Yeah, it was still there last night. There was a smaller one on river right just a bit above it too. It's no problem getting by on the right as long as you're in your boat and in control. You heading up there tonight Greg?


----------



## KSC (Oct 22, 2003)

As of yesterday evening this thing moved. I'm fairly certain (75%) that it moved downstream about 200 yards into a little rapid with a kind of uniform hole above some mank that most people run the left side of. It (or another large log) is along the right bank just barely showing above the waterline completely parallel to the streamflow. It looks to be out of play at the moment, but keep your eyes open. It's the type of log that could move again and lodge somewhere dangerous. 

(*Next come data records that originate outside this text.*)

PR #137, opened 2019-01-24
Add metamask ethereum derivation scheme 44'/60'/0'/0/<account>

gre:


gre:
forgot about the intersection of index=0, will have to go with a new logic on desktop/mobile.

PR #148, opened 2019-02-13
LL-1006 LL-1007 Extracted partners from mobile/desktop, created new svgs

juan-cortes:
Moved all the partner urls and logos to live-common in order to maintain them in just one place. It's a bit messy still since we still need two sets of icons for react/react-native but at least we can add/remove without having to change them in both repos (well... descriptions would need to be added too I guess so 🤷‍♂️ )

Fixes https://github.com/LedgerHQ/ledger-live-desktop/pull/1807 
Fixes https://github.com/LedgerHQ/ledger-live-mobile/pull/767

image


flow/react-native.js
```diff
@@ -0,0 +1,5 @@
+// @flow
+
+declare module "react-native" {
```
gre: mmh

gre:
I think it's good enough as a first step: the fact is shared in live-common will make it more maintainable in the current way it's implemented. Moving everything to SVG component have some impact on the bundle size but I think it's way acceptable, especially it's embedded (electron / RN). The cons of SVG in the future could be that some exchanges have non vectorial images but for now it's fine.

In the future, in long term, I think the real solution will be to have an API that returns these entries and the images.

gre:
does this PR also add the new ones?

meriadec:
This PR illustration ahaha :D

juan-cortes:
@gre I went over all the icons, grounds higher resolution images for those that didn't have an svg format, vectorized them, svgomg'ed them, created the react and react native js equivalents.

Including the new ones yes sir.

gre:
cool, i'll merge this and release a new live-common

PR #152, opened 2019-02-15
Update Substratum Contract address, decimals.

substratumservices:
Substratum deployed a new [smart contract](https://substratum.net/news/substratum-smart-contract-upgrade-token-swap/). Please help me understand how to provide a correct ledgerSignature value? Is that something I can do with a Ledger Blue or is that only something the LedgerHQ team can do?


substratumservices:
Apologies for the noise. I just found the documentation where LedgerHQ sources the ERC-20 tokens from MyEtherWallet/ethereum-lists. I already submitted a pull request to update this information and it has been merged.

gre:
The ERC20 data we have here are derivated from an internal database we maintain with signature. There is not yet a clear path on how to contribute to it but we'll make this more clear in the future. (Btw that erc20 data and the provideERC20TokenInformation is not yet doing anything but it's to prepare an upcoming update of eth app that will externalize the erc20 data. That's why we have also Ledger signatures with the data)

cc @FabriceDautriat @s0lness

PR #153, opened 2019-02-17
Add TomoChain

thanhson1085:


src/data/cryptocurrencies.js
```diff
@@ -1519,6 +1519,28 @@ const cryptocurrenciesById = {
...
+    name: "TomoChain",
+    managerAppName: "TomoChain",
+    ticker: "TOMO",
+    scheme: "tomo",
+    color: "#FF9933",
+    family: "ethereum",
+    ethereumLikeInfo: {
+      chainId: 88
+    },
+    blockAvgTime: 2,
```
gre: the blockchains update every 2 seconds !?

gre:
thanks for the PR, something is odd in the blockAvgTime that is in seconds.

src/data/cryptocurrencies.js
thanhson1085: yep, create new block every 2 seconds (150 block producer - masternodes, see https://stats.tomochain.com)

gre: neat

PR #154, opened 2019-02-19
Add bridge type & Ethereum & Ripple implementations

gre:
This is a first milestone for sharing the bridge code for mobile & desktop.

mobile will be trivial to migrate, but for desktop:
- we need to migrate the existing code to the new interface (we are using an older bridge version)
  - that means removing Desktop's `bridge/types` types and adapting all code that uses bridge in the UI. we also need two different type of bridge now, the account bridge and the currency bridge. we need to do something similar to mobile: https://github.com/LedgerHQ/ledger-live-mobile/blob/develop/src/bridge/index.js
- Mock can be imported from live-common and as first step we can just work with them.
- for the **Libcore Bridge**, we are not ready yet to migrate this in, libcore interface need to be unified. For now, what we need to fix in desktop is just to adapt existing code to the new bridge interface! (split into the two different bridge, etc..). *The long term plan idea would be probably to proxy the libcore calls over the renderer->internal, but maybe there is a better take on this.*
- for **ETH and XRP bridge**, we can move to the present live-common implementation. It almost works, the remaining problem is that we need bridge to run in renderer, yet all the device interaction stuff needs to exec in internal thread. one way to solve this would mean to write a Transport proxy: for now we could just proxy the open(), exchange() and close() (later on we should do the same for the listen().. but not in this scope i would say). *We need to see if we go into this rabbit hole or not, but i don't really see another way except maybe putting the device related stuff OUT of the bridge? that means creating a bridge with some sort of interface. yet we have this deviceAccess mechanism that could be of use here!*


gre:
plan before we start the desktop port:

- migrate mobile & make sure everything works.
- make sure the mock bridge correctly works too.

gre:
might have a totally different take than this PR but it will means making the bridge fully async so we can impl proxy of the bridge

PR #156, opened 2019-02-20
LL-1063 Currency termination

juan-cortes:
Added the preliminary version of changes to `CryptoCurrency` type, used to determine whether a currency is to be disabled for install, show a warning, etc. When we want to mark a crypto as terminated we need to modify `cryptocurrencies.js` and add the appropriate `terminated` field.


gre:
I don't feel we are going to maintain translations for all future disruption. I would say step 1 is to make it work with English.

I didn't really understood your point about making it optional.

In fact, in the future, we will completely remove the remote disruption for these coins. basically in term of priority this comes first: if a currency get stopped, we just track it in our data and forget about it everywhere else. so a description needs to be set.

the "remote disruption" is only to prepare future interruption, before we switch to this final mode basically.

So I would say we need both a description or URL. unless we make it acceptable that a "specific message" is not required, but I think @FabriceDautriat wants it. to be discussed more.

gre:
I've misread the "fallback on default". ok ultimately i wonder if we can NOT have description. we'll discuss.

Boulder Creek is fun right now and hardly anyone is on it. Yesterday it was fast, holes to the chest, and topless women. Enjoy.


----------



## gregmcrae (Jun 14, 2004)

Kevin, I can go tonight. Can you?
Greg


----------



## KSC (Oct 22, 2003)

*Another log below Blue Bridge put-in*

As of last night there was a large log below the blue bridge put-in but before the larger rapid that comes around a left corner. The thing looked to be river-wide but maybe there's a sneak around the right corner. If your eyes are peeled you can see it from the road. We ended taking a little side channel on the left around it. The side channel is available as soon as you can spot the wood from river level. The side channel felt almost as sketchy as running past the wood in the main channel, but it went.


----------



## Rich (Sep 14, 2006)

Rowed Boulder Creek tonight in Cats @ 1100, mouth of Canyon to 30th.
No logs or bad strainers, but LOTS of LOW branches!

Defininitely Helmets AND Glasses OR Goggles!!!

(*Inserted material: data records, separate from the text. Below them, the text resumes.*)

PR #157, opened 2019-02-21
Add more events in genuineCheck

gre:
This introduce more events to go through the genuine check that tells when the UI needs to display the allow manager.
It's a breaking change for genuine check usage so we'll HODL until we have the UI ready OR some code change to adapt with this new format.


gre:
@valpinkman can you fix the checkDeviceForManager so it also returns GenuineCheckEvent ?

The next step for this rework:

- to backport the desktop code to make it work with the new type (trivial)
- to backport the changes on mobile as well without considering yet the UI changes
- to start thinking how to refactor mobile code to support is in the step system. This is probably not so trivial but there are maybe quick ways that can be found? There are basically 3 potential different rendering. We can unify the "before" and "after" into a same "spinner" for now but it worth asking for thoughts from design team.
- (bonus) we have the opportunity to have a better error when the user refuse that. That would mean introducing a new @ledgerhq/errors and throwing it in the observable in the case we have the specific status code at nonce=3

src/api/Manager.js
```diff
@@ -273,16 +276,45 @@ const API = {
...
       })
-    }).pipe(
-      last(),
-      filter(o => o.type === "result"),
-      map(o => o.payload || "")
+    }).pipe(input =>
+      Observable.create(o => {
+        let timeout;
+        let requested;
+        input.subscribe({
```
gre: We need to return the subscription to support unsubscribe

demo/src/demos/transports/index.js
```diff
@@ -142,6 +164,7 @@ class GenuineCheckButton extends Component<*, *> {
       )
     ).subscribe({
       next: result => {
+        console.log(result);
```
meriadec: i mean

src/api/Manager.js
valpinkman: Yes I saw that on documentation. I'll fix it

demo/src/demos/transports/index.js
valpinkman: it's a WIP, calm your tits ^^

src/api/Manager.js
gre: How do we use the new GitHub wip feature?

demo/src/demos/transports/index.js
valpinkman: Also, it's the demo files

PR #159, opened 2019-02-27
Add erc20 full example

gre:
Fixes LL-1089

capture d ecran 2019-02-27 a 18 07 17


juan-cortes:
:man_shrugging: too soon

gre:
@juan-cortes there is no impact on the lib itself so it's ok :p

PR #167, opened 2019-03-07
fix repair feature

valpinkman:
This PR fixes an issue where using the `Repair tool` on a broken device would block the UI as well as the device polling.

After investigating with @gre, we discovered that repair tool would use recursion and poll the device recursively. This would cause the first stream to not end and block the following executions. 

We simplified the device access within the repair function so we allowed only one device access at a time. This will free the UI in Ledger Live because we either receive a `complete` or an `error` event, which terminates the stream.


gre:
good job

PR #173, opened 2019-03-13
emit DisconnectedDeviceDuringOperation from socket.js

gre:
to be tested


gre:
ideally we'll test this first in ledger-repl

PR #177, opened 2019-03-20
Libcore in live-common

gre:
This is step 2 of the "libcore modern unification" started by https://github.com/LedgerHQ/ledger-live-mobile/pull/819

**Here is the rough roadmap:**

1. ✅ ~~migrate mobile code to a unified API and platform independent codebase.~~
2.  ✅ ~~Move the code in live-common and only keep the specific parts (it's already isolated in libcore/react-native folder here)~~
3. 👋 **WE ARE HERE** Make a PoC from that live-common with the node libcore bindings to establish the minimal node code required and quickly check that all libcore functions are working in node.js bindings context. 
4. migrate desktop code carefully and any backport any desktop innovation that was not yet in live-common libcore (for instance, the getVersion, and some extra stuff we need)

**What was done**

- completely integrated the mobile libcore generic part in live-common
- backport some missing logic that was in desktop's sign and broadcast (for komodo)
- add a "test" project that allows to quickly test the implementation on top of node.js wrapping (that node.js wrapping will get re-used in desktop)

**How to test**

```
cd test && yarn && yarn build
```

and then you can try any of the scripts in `lib/examples`, for instance

```
node lib/examples/isValidRecipient.js
```


gre:
**Future notes**

- signAndBroadcast need to be a simpler api `(Account, Transaction, devicePath)=>..` . Transaction also will need to evolve because it will be different on different families of coin
- komodo have a todo comment on that we should use `getLockTime()` , check with libcore team
- implement ethereum codes. We need limit the number of branching and not doing ifs everywhere

PR #179, opened 2019-03-22
use a safer getAddress rather than getWalletPublicKey

valpinkman:


src/libcore/scanAccountsOnDevice.js
```diff
@@ -48,11 +49,11 @@ export const scanAccountsOnDevice = (
             : currency;
           const path = `${isSegwit ? "49" : "44"}'/${coinType}'`;
 
-          const hwApp = new Btc(transport);
-          const { publicKey: seedIdentifier } = await hwApp.getWalletPublicKey(
-            path,
-            false,
-            isSegwit
+          // const hwApp = new Btc(transport);
```
gre: can you remove this line?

Only bridge that was close was pedestrian bridge at about 19th.
Tree limbs force a run too far left and offline run thru wave train, gets close to bridge. Bridge on right channel at Broadway looks bad on approach but the left side (of right channel) drops off BEFORE you go under bridge.

Going to run again Sunday late afternoon. What a HOOT!!!


----------



## Dave Frank (Oct 14, 2003)

Rich, was that you with a red cat on a trailer? passed you on shuttle. Glad you finally got on it. some pruning has occurred, but more is needed. Did you put in above the course? Yesterday is the biggest I've run it. Widowmaker almost got my superstar. I cleared the hole, but was on the treadmill for longer than I cared for. This was the only spot I wished I had taken a bigger boat.

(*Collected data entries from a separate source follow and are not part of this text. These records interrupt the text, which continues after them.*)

PR #1943, opened 2022-05-06
LIVE-2241 Take care about currency for balance computation (#1941)

ghost:
## Context (issues, jira)

https://ledgerhq.atlassian.net/browse/LIVE-2241

## Description / Usage

Cosmos accounts containing assets other than ATOM had an incorrect ATOM balance that was including the balance of all assets.
This PR makes sure only ATOM is used for the balance computation.

### Before
```
Cosmos legacy cosmos1c...na2l68hq: 111.45 ATOM (98ops) (cosmos1c8qxw4dsj37dy0s2dmsc34ahvkredgna2l68hq on 44'/118'/0'/0/0) #0 js:2:cosmos:cosmos1c8qxw4dsj37dy0s2dmsc34ahvkredgna2l68hq: (! sum of ops 646.386381 ATOM) 0.449751 ATOM spendable. 111.002554 ATOM delegated. 
```

### After
```
Cosmos legacy cosmos1c...na2l68hq: 111.35 ATOM (98ops) (cosmos1c8qxw4dsj37dy0s2dmsc34ahvkredgna2l68hq on 44'/118'/0'/0/0) #0 js:2:cosmos:cosmos1c8qxw4dsj37dy0s2dmsc34ahvkredgna2l68hq: (! sum of ops 646.386381 ATOM) 0.349751 ATOM spendable. 111.002554 ATOM delegated. 
```

## Expectations

### DIFF
--- a/src/families/cosmos/api/Cosmos.ts
+++ b/src/families/cosmos/api/Cosmos.ts
@@ -1,14 +1,17 @@
 import { getEnv } from "../../../env";
 import BigNumber from "bignumber.js";
 import network from "../../../network";
-import { Operation } from "../../../types";
+import { CryptoCurrency, Operation } from "../../../types";
 import { patchOperationWithHash } from "../../../operation";
 
 const defaultEndpoint = getEnv(
   "API_COSMOS_BLOCKCHAIN_EXPLORER_API_ENDPOINT"
 ).replace(/\/$/, "");
 
-export const getAccountInfo = async (address: string): Promise<any> => {
+export const getAccountInfo = async (
+  address: string,
+  currency: CryptoCurrency
+): Promise<any> => {
   try {
     const [
       { accountNumber, sequence },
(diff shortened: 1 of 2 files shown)


juan-cortes (approved):
Would be ideal to add a test for this into the datasets. I'm not sure how difficult it would be to regenerate them and clean up the [libcore references](https://github.com/LedgerHQ/ledger-live-common/blob/master/src/families/cosmos/test-dataset.ts#L45).

lambertkevin (approved):
LGTM

haammar-ledger:
> Would be ideal to add a test for this into the datasets. I'm not sure how difficult it would be to regenerate them and clean up the [libcore references](https://github.com/LedgerHQ/ledger-live-common/blob/master/src/families/cosmos/test-dataset.ts#L45).

You're definitely right about adding an account in datasets, we just don't have an appropriate one at the moment unfortunately... I've asked for one to our QA but they may not have bandwidth now, so I'll merge this now, but whenever an account is provided we'll have a task to add it to the datasets.

About the libcore accounts, I think these should stay as they actually allow to test migration for users with old builds.

PR #1944, opened 2022-05-09
Simplify a lot "tools" and remove its dep to live-common

gre:
This is a drastic simplification of "tools" project.

Sometimes it's good to do some clean up on legacy stuff. This will be a benefit in light of incoming monorepo, but we also have a real production issue here as Vercel build is broken, it aims to restore it.

 Removing a lot of unused old pages we had, **only keeping the essential of "logsviewer" and "lld-signatures".**
remove the dependency of live-common in logsviewer which have two benefits:
- logsviewer: fixes some cases where a index.html was downloaded instead of the app.json generation! – https://ledgerhq.atlassian.net/browse/TECSUPPORT-1064
- fixes the vercel build to work. Polkadot, Celo, Solana,... these implementations have the tendency to badly break in this webpack project.. – fixes https://ledgerhq.atlassian.net/browse/LIVE-2258

**Note that these pages are dropped:** (correct me if i'm wrong, i don't think these pages are used at all)

- erc20: was a demo made before ERC20 were in live.
- currencies & assets & derivations: was a way to see all the currencies & co. blockchain support team is free to recreate if needed.
- countervalues: was a way to see all the countervalues. live hub team is free to recreate if needed.
- apps: was a way to list all the supported apps on the manager. devices team is free to recreate this later if needed.
- manager: was the "v2" poc. now it's real in LL.
- mcu-repair: same, it's in LL. it's probably dead by now, but if people requires it, we can always put it back.
- bridgestream, bridgetest, qrledger, qrstreambenchmark: was tmp ways to debug  things during LLM development, also performance


ghost (approved):
:pray:

juan-cortes (approved):
🔥🔥🔥

PR #1946, opened 2022-05-09
Many fixes

emmanuelm41:
## Context (issues, jira)
Filecoin integration

## Description / Usage
- add derivation mode on account ids
- increase timeout on specs
- fix mutation flag on bot cli cmd

## Expectations

### DIFF
--- a/src/bot/index.ts
+++ b/src/bot/index.ts
@@ -77,7 +77,7 @@ export async function bot({ currency, family, mutation }: Arg = {}) {
         if (mutation) {
           spec = {
             ...spec,
-            mutations: spec.mutation.filter((m) =>
+            mutations: spec.mutations.filter((m) =>
               new RegExp(mutation).test(m.name)
             ),
           };
--- a/src/families/filecoin/specs.ts
+++ b/src/families/filecoin/specs.ts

Every other boat I saw was a creeker. You guys are missing out on the best surfing BC ever dishes out. The best waves I caught yesterday were ones that usually suck: Arapahoe, above the hotel bridge, and above 30th. 6th st wave is good and the holes below the hotel and the high school looked beefy; my shoulder keeps me out of those two, but they looked really good.

The branches are extra bad, both from the creek coming up, and all the rain holding them down.

Keep an eye out for an upcoming post about gauge info on this creek, as they are a little out of whack.

Let me know what time; we might meet you.


----------



## mjpowhound (May 5, 2006)

What's the line in Elephant Buttress past the tree at this level? Bushwhack the middle or one of the small side channels?


----------



## Rich (Sep 14, 2006)

Dave, yeah that was us, Wayne had a red cat and I had my blue hyside cat. And agree the gauges seem off. When we shuttled before run water was higher at 30th St than when we took off, but the gauge said it was rising, not dropping. 


And your right about the surfing, below 6th to 30th there were many "all day waves". Hope to get out again today but having trouble rallying the troops.


----------



## Rich (Sep 14, 2006)

Between Saturday evening and Sunday evening someone cut the problem tree limbs at the pedestrian bridge near 19th St. THANKS!




Rich said:


> Rowed Boulder Creek tonight in Cats @ 1100, mouth of Canyon to 30th.
> No logs or bad strainers, but LOTS of LOW branches!
> 
> Defininitely Helmets AND Glasses OR Goggles!!!
> ...


----------



## Dave Frank (Oct 14, 2003)

There are still some hangers near the high school and a couple more below Folsom. Whoever is doing this needs to step up their game.


----------